The vehicle’s motorsport-spec construction marries the E-Transit Custom floorpan with a steel spaceframe and lightweight composite body panels. A bespoke 50 kWh liquid-cooled battery pack is mounted for optimum weight distribution and a low centre of gravity and can be fully recharged in approximately 45 minutes using a standard electric vehicle fast-charger.
A suite of onboard cameras can immerse audiences around the world in the action during SuperVan’s impressive high-performance runs. As on the Ford E‑Transit, the driver can pull camera feeds onto the in-cab screen and switch between them to help position the vehicle.
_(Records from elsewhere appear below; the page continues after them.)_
PR #840, opened 2020-06-16
Change uppercase NULL into lowercase null for saveHTML default value

schlessera:
This PR changes an inconsistency in the stubs for the `dom` extension.

The signature for `DOMDocument::saveHTML($node = NULL)` has the uppercase `null` as default value for its first and only `$node` argument.

The PR changes this to the lowercase `null` instead.

At the very least, this will make the file more consistent. However, I suspect that this is the cause for the PHPStan issue at https://github.com/phpstan/phpstan/issues/3478, so this will also hopefully fix that issue.

### DIFF
--- a/dom/dom_c.php
+++ b/dom/dom_c.php
@@ -964,7 +964,7 @@ class DOMDocument extends DOMNode  {
      * @param DOMNode $node [optional] parameter to output a subset of the document.
      * @return string the HTML, or false if an error occurred.
      */
-    public function saveHTML (DOMNode $node = NULL) {}
+    public function saveHTML (DOMNode $node = null) {}
 
     /**
      * Dumps the internal document into a file using HTML formatting


isfedorov:
@schlessera to say the truth I'm not sure that difference in cases of `null` can be the reason of inspection warning but even if it is then I think this is possibly a bug in phpstan as it interprets them differently. Anyway I'll merge this change at least to get rid of inconsistency in stubs. Regarding https://phpstan.org/r/f2176152-5861-4451-a9b4-da32795c2b8f and `Method ExtendedDocument::saveHTML() should return string but returns string|false.` it seems to be an issue in the stubs as method's return type is declared as `@return string the HTML, or false if an error occurred.` but should be `@return string|false the HTML, or false if an error occurred.` Your PR is welcomed! :)

ondrejmirtes:
This PR isn't necessary as `NULL` and `null` are functionally equivalent, and it doesn't actually fix the PHPStan issue :) But I guess it's good for the consistency perspective.

The PHPStan issue was about something completely else - turns out the actual runtime PHP reflection is missing information about the saveHTML parameter.

schlessera:
@isfedorov I followed this up with a PR to adapt the return types for this extension: https://github.com/JetBrains/phpstorm-stubs/pull/841

PR #844, opened 2020-06-17
The PHP constants true, false, and null MUST be written using the lower case

b1rdex:
This is a follow-up for #840


isfedorov:
Hi @b1rdex 
Thank you for the suggestion. I've merged related changes in scope of PR #849 so I'm closing this PR now.

PR #851, opened 2020-06-22
WI-53902 Make SimpleXMLElement implement Iterator

wbars:
Reuse methods signatures from SimpleXMLIterator since it's safe to assume that these methods will be used in iterator access for this class


wbars:
Merged in intellij sources manually

wbars:
+ https://github.com/JetBrains/phpstorm-stubs/commit/898607c8dde9a73211ec4c680b319afa82c636d6

PR #852, opened 2020-06-23
Bring pthreads stub in line with pthreads v3.2.0

dktapps:
This doesn't include pthreads' new Socket class; my objective here is primarily to fix issues with static analysis tools which mis-report errors on code that works fine with v3.
pthreads v2 has been obsolete for 5 years, and cannot be used with anything newer than 5.6, so I don't consider dropping its classes problematic; however, if it is a problem, then phpstorm-stubs needs some way of versioning stubs because pthreads v2 and pthreads v3 have some changes as well as removals.


isfedorov:
Hi @dktapps,
Please execute `php generate-stub-map` and commit the resulting `PhpStormStubsMap.php`

dktapps:
done, thanks!

PR #1899, opened 2026-06-11
Add FileReference attribute for file reference injections

LevStolpner:


isfedorov:
Will fix failing test separately as it's not related to changes

PR #1907, opened 2026-07-15
replace secure.php.net with www.php.net

jordikroon:
This PR normalises the links to php.net as a few variants live within the stubs. 
At least we should move towards https not depend on secure.php.net. So if this change is too much, we can get rid of the second commit.

Please see commits 1 by 1:

Commit 1: replaces secure.php.net with www.php.net
```bash
LC_ALL=C find . -type f -exec sed -i '' 's/secure\.php\.net/www.php.net/g' {} +
```

Commit 2: replaces https://php.net with https://www.php.net
```bash
LC_ALL=C find . -type f -exec sed -i '' 's|https://php\.net|https://www.php.net|g' {} +
```

Commit 3: replaces http://php.net with https://www.php.net
```bash
LC_ALL=C find . -type f -exec sed -i '' 's|http://php\.net|https://www.php.net|g' {} +
```

Commit 4: fixes tests, intentionally using http:// here.


isfedorov:
@jordikroon That's a good point, but could you please clarify, what is a benefit of normalizing links to `//www.php.net` instead of `//php.net` (other than avoiding 301 redirect)? It's longer form and amount of required changes is huge (stubs have ~1300 occurrences of `www.php.net` while ~8800 of `php.net`). So I agree that links should be normalized, but I'd suggest to do it in a vice versa way. All existing `www.php.net` and `secure.php.net` convert to `//php.net`. Also please update related stubs check to verify that new added links are aligned with this rule (see `PhpDocLinksCheck::checkLinks`) and unit tests that will test this new change in PhpDocLinksCheck (see PhpDocLinksCheckTest). Oh, and please pay attention to https://github.com/JetBrains/phpstorm-stubs/blob/master/CONTRIBUTING.md#cache-files and avoid committing those Reflection*.json files.

isfedorov:
Fixed in scope of other massive PHPDoc fix

PR #1909, opened 2026-07-21
Update Redis classes

RobiNN1:
Added missing methods, docsblocks and fixed return types in all redis classes. It should now be up to date with the latest phpredis stubs.

Also in RedisSentinel is 2x __construct(). Can I remove old one, or it's for compatibility? It probably cause this issue in PHPStan `Class RedisSentinel constructor invoked with 1 parameter, 2-6 required.`
I haven't found RedisSentinel in PHPStan signatures so it need to be fixed here I guess.

### DIFF
--- a/redis/Redis.php
+++ b/redis/Redis.php
@@ -105,6 +105,12 @@ class Redis
      */
     public function __construct(?array $options = null) {}
 
+    /**
+     * Destructor to clean up the Redis object.
+     *
+     * This method will disconnect from Redis. If the connection is persistent
+     * it will be stashed for future reuse.
+     */
     public function __destruct() {}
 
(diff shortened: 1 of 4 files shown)


isfedorov:
@RobiNN1 constructor with 1 parameter was added in scope of https://youtrack.jetbrains.com/issue/WI-75592
Screenshot 2026-07-22 at 09 26 59
And it's still actual https://github.com/phpredis/phpredis/blob/release/6.3.0/sentinel.md

RobiNN1:
I want to remove old with multiple parameters.


@isfedorov should be ok now, merged constructors so it accept both old version and new with array options.

PR #1919, opened 2026-08-03
`ReflectionType::__toString()` is not deprecated

cs278:
This method has been deprecated on and off, but is currently not deprecated.

https://github.com/phpstan/phpstan/issues/14963


cs278:
Not sure what I'm supposed to do with the test failure, yes the method is marked as deprecated in 7.4 but it was never removed and undeprecated in 8.0 so yeah. :shrug:

isfedorov:
@cs278 Right, thank you for this PR. I'll update test suite and add this case to known problems to avoid test failures.

PR #1936, opened 2026-08-19
[dom] Remove non-Dom class stubs from the `Dom` namespace

kaznovac:
Removed 'stranded' stubs in `Dom` namespace:
- Sqlite (Pdo)
- Mysql (Pdo)
- RandomError (Random)
- BrokenRandomEngineError (Random)
- RandomException (Random)


isfedorov:
@kaznovac Thank you for the fix! These are stale classes indeed! Unfortunately, the test framework is one-directional, that's. why didn't catch this problem

PR #1940, opened 2026-09-06
fix `pg_loopen` phpdoc return type

staabm:
it should be analog `pg_lo_open` (in the same file)

### DIFF
--- a/pgsql/pgsql.php
+++ b/pgsql/pgsql.php
@@ -1977,7 +1977,7 @@ function pg_lounlink(
  * @param $connection
  * @param $oid [optional]
  * @param $mode [optional]
- * @return resource
+ * @return resource|false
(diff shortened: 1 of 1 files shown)


pgsql/pgsql.php
```diff
@@ -1977,7 +1977,7 @@ function pg_lounlink(
  * @param $connection
  * @param $oid [optional]
  * @param $mode [optional]
- * @return resource
+ * @return resource|false
  * @deprecated 8.0
  */
 #[LanguageLevelTypeAware(['8.1' => '\PgSql\Lob|false'], default: 'resource|false')]
```
staabm, line 1983: after the fix, the phpdoc return type is compatible with this annotation based default-type

PR #201, opened 2022-08-12
Mutation autoAddInputTypes ignored without FromObject

breyed:
The `autoAddInputTypes` parameter for `AddMutationsFrom` doesn't seem to have any effect if the schemaProvider wasn't created with `SchemaBuilder.FromObject`.

The unit test result shows `Person.id` missing, ~but I suspect there are more problems beyond that. I came across this by noticing in my own code that the arguments to my mutation were missing, as if autoAddInputTypes had not been set to true.~

~A related problem is that EntityGraphQL silently removed the arguments from the mutation, rather than reported an error.~

### DIFF
--- a/src/tests/EntityGraphQL.Tests/MutationTests/MutationMethodParameterTests.cs
+++ b/src/tests/EntityGraphQL.Tests/MutationTests/MutationMethodParameterTests.cs
@@ -118,7 +118,44 @@ namespace EntityGraphQL.Tests
         }
 
         [Fact]
-        public void TestSeparateArguments_AutoAddInputTypes()
+        public void TestSingleArgument_AutoAddInputTypes_NestedType() {
+            var schemaProvider = SchemaBuilder.FromObject<TestDataContext>();
+            schemaProvider.AddMutationsFrom<PeopleMutations>(true, true);
+            // Add a argument field with a required parameter that is defined in a nested class
+            var gql = new QueryRequest {
+                Query = @"mutation AddPersonSingleArgumentNestedType($nameInput: InputObject) {
+                  addPersonSingleArgumentNestedType(nameInput: $nameInput) { id name }
+                }",
+                Variables = new QueryVariables {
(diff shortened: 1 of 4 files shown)


breyed:
It looks like the issue with removed arguments (in my testing on a production project, not in the unit tests) was caused by #203.

breyed (commented):
The tests in commit 434d46ed4524f41d3228417eea0e135049fe05b3 are unrelated to auto-adding input types. I should probably have put them in a separate PR. Hopefully, they don't cause any confusion being here.

bzbetty:
I think https://github.com/bzbetty/EntityGraphQL/pull/new/autoAddInputTypes-test fixes #201

also made a couple of type fixes to the test themselves once the bug was fixed.

bzbetty:
Actually that first fix might make a regression with dbcontext being an arg. Will have to make sure to check if there's a unit test on that one.

breyed:
> should mutation return types be auto registered

Since return types are not input types, `AddMutationsFrom` currently doesn't have a parameter to opt into automatic inclusion. However, it seems reasonable to adjust the meaning of `SchemaBuilderOptions.AutoCreateInterfaceTypes` to include mutation return types in addition to types in the object graph.

lukemurray:
Do you mean adjust the meaning of `SchemaBuilderOptions.AutoCreateNewComplexTypes` to include mutation return types?

Where that description is
>If true (default) and an object type is encountered during reflection of the object graph it will be added to the schema as a Type including it's fields. If that type is an interface it will be added as an interface

And `SchemaBuilderOptions.AutoCreateInterfaceTypes` is
>If true (default = false), any object type that is encountered during reflection of the object graph that has abstract or interface types (regardless of if they are referenced by other fields), those will be added to the schema as an Interface including it's fields

breyed:
Yes, except I hadn't thought about `AutoCreateInterfaceTypes`. I agree it makes sense to increase the scope of both properties to include mutation return types.

lukemurray:
See PR #208

PR #212, opened 2022-08-22
Can't implement service via static method.

breyed:
When adding a field implemented through a service, if the implementation is invoked through a static method, the call fails. This PR has a unit test `TestServiceFieldWithStaticMethod`, which results in this error:

> Field 'projects' - variable 'srv' of type 'EntityGraphQL.Tests.ServiceFieldTests+ConfigService' referenced from scope '', but it is not defined

On a production project with a similar configuration, the error I get is effectively:

> ''GetItems_entity, service_' is not a member of type 'Entity' (Parameter 'propertyOrFieldName')'

The reason I was using a static method in the first place is to subvert the use of `Expression`. There is complex business logic that combines data from the entity and service and returns a custom non-entity type. The expression tree is far too complex for LINQ. All I want to do is have the method executed and the entire object returned. If the GraphQL client only requested select properties, they would be cherry picked at the end, with the generation of the other properties wasted work (which is acceptable in this use case).

Note that this issue is a regression. The use of a static method works in EntityGraphQL 2.x.

### DIFF
--- a/src/tests/EntityGraphQL.Tests/QueryTests/ServiceFieldTests.cs
+++ b/src/tests/EntityGraphQL.Tests/QueryTests/ServiceFieldTests.cs
@@ -1608,6 +1608,54 @@ namespace EntityGraphQL.Tests
         }
 
         [Fact]
+        public void TestServiceFieldWithStaticMethod() {
+            var schema = SchemaBuilder.FromObject<TestDataContext>();
+            schema.AddType<ProjectConfig>("ProjectConfig").AddAllFields();
+
+            schema.Type<Project>().AddField("config", "Get project configs if they exists")
+                .ResolveWithService<ConfigService>((p, srv) => GetProjectConfig(p, srv)) // srv.Get(p.Id)) works here
+                .IsNullable(false);
+
+            var serviceCollection = new ServiceCollection();
+            var srv = new ConfigService();
+            serviceCollection.AddSingleton(srv);
+
+            var gql = new QueryRequest {
+                Query = @"{
+                    projects {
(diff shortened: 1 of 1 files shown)


breyed:
I refactored my production code to move make the static method an instance method of the GraphQL context, which I fed into `ResolveWithService` as a service. It also didn't work, so the issue isn't specific to whether the method is static.

What did make EntityGraphQL happy was using an instance method in isolation. My initial AddField lambda did an EF query and passed the IQueryable to the method, plus did a select on the method's output. Once I put all the logic into a method, so that AddField lambda was just `gql.GetResults(entity)`, when EntityGraphQL 3.0.5 worked.

lukemurray:
Interesting. I've never written it like this so I am not surprised it fails :)

Happy to (try) to make it work. Out of interest Does it give you anything over just using the service as below?

```cs
schema.Type<Project>().AddField("config", "Get project configs if they exists")
                 .ResolveWithService<ConfigService>((p, srv) => srv.DoSomething(project.Whatever))
                 .IsNullable(false);
```

Just a style thing? Or, just thought maybe you are using a service you can't change and want to wrap up functionality in that static method?

breyed:
The reason for the static in my case was just separation of concerns. The service wasn't a logical fit for adding the query code to. The Graph QL context was the logical spot for the query - ideally right in the call to AddField. But since the query wasn't just a simple expression, but required a statement block, it needed to be pulled out to a separate method.

lukemurray:
Yeh that makes sense. Tests added and fixed now - in master / unreleased currently. Thanks for the pick up.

Ford Performance and STARD’s motorsport input is immediately obvious; the dramatically sculpted body’s front splitter, side skirts and rear diffuser would be at home on a racing car, while the radical rear design’s cutaways and dorsal fin flow into the rear wing to generate downforce and push the SuperVan into the track for as much grip as possible.
The latest Supervan continues the tradition started by the first one 51 years ago. That van has a mid-mounted engine taken from the Le Mans-winning Ford GT40. The next Supervan continued with the formula was taken further for SuperVan 2 with a lightened Transit Mk. 2 body draped over the monocoque. It had the 590 ps Cosworth V8 of Ford’s C100 racing car. The Supervan 3 was a facelifted Transit Mk. 3 lookalike, powered by the 650 ps Cosworth HB engine used in Formula 1 cars then.
Evolution of Ford SuperVans
Beyond demonstrating Ford’s advanced electric vehicle and connectivity know-how, the Electric SuperVan is also a high-speed science experiment. Its demanding driving scenarios and unrestricted design concept allow Ford to push the boundaries of electric vehicle engineering and connectivity to improve its future race cars and road-going vehicles, software and services.